Retrieving atmospheric temperature profiles by microwave radiometry using a priori information on atmospheric spatial-temporal evolution

• Published in: IEEE transactions on geoscience and remote sensing Vol. 39; no. 9; pp. 1896 - 1905
• Main Authors: Basili, P., Bonafoni, S., Ciotti, P., Marzano, F.S., d'Auria, G., Pierdicca, N.
• Format: Journal Article
• Language: English
• Published: New York, NY IEEE 01.09.2001; Institute of Electrical and Electronics Engineers; The Institute of Electrical and Electronics Engineers, Inc. (IEEE)
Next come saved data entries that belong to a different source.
PR #47, opened 2021-05-17
Small bug fix for QR code display bug on patient show page

danlee1025:
Multiple canvas elements were being added to the qr-code container when using the back and forward buttons on the patient show page. I added logic to clear the container before appending new canvas elements on the page.


mickohanlon23 (approved):
Fixes the issue with the moving QR codes!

• Subjects: Applied geophysics; Atmospheric measurements; Atmospheric modeling; Atmospheric temperature; Atmospherics; Brightness temperature; Covariance matrix; Data assimilation; Earth sciences; Earth, ocean, space; Evolution; Exact sciences and technology; Geostatistics; Internal geophysics; Kalman filters; Kriging; Mathematical models; Meteorology; Microwave radiometry; Microwave theory and techniques; Principal components analysis; Satellite broadcasting; Satellites; Studies; atmosphere; geostatistics; microwaves; kriging; Space remote sensing; accuracy; covariance; principal components analysis; assimilation; brightness temperature; new methods; radiometry; Kalman filters; filtering
• ISSN: 0196-2892; 1558-0644
• DOI: 10.1109/36.951080

A new approach is presented to determine atmospheric temperature profiles by combining measurements coming from different sources and taking into account evolution models derived by conventional meteorological observations. Using a historical database of atmospheric parameters and related microwave brightness temperatures, the authors have developed a data assimilation procedure based on the geostatistical Kriging method and the Kalman filtering suitable for processing satellite radiometric measurements available at each satellite pass, data of a ground-based radiometer, and temperature profiles from radiosondes released at specific times and locations. The Kalman filter technique and the geostatistical Kriging method as well as the principal component analysis have proved very powerful in exploiting climatological a priori information to build spatial and temporal evolution models of the atmospheric temperature field. The use of both historical radiosoundings (RAOBs) and a radiative transfer code allowed the estimation of the statistical parameters that appears in the models themselves (covariance and cross-covariance matrices, observation matrix, etc.). The authors have developed an algorithm, based on a Kalman filter supplemented with a Kriging geostatistical interpolator, that shows a significant improvement of accuracy in vertical profile estimations with respect to the results of a standard Kalman filter when applied to real satellite radiometric data.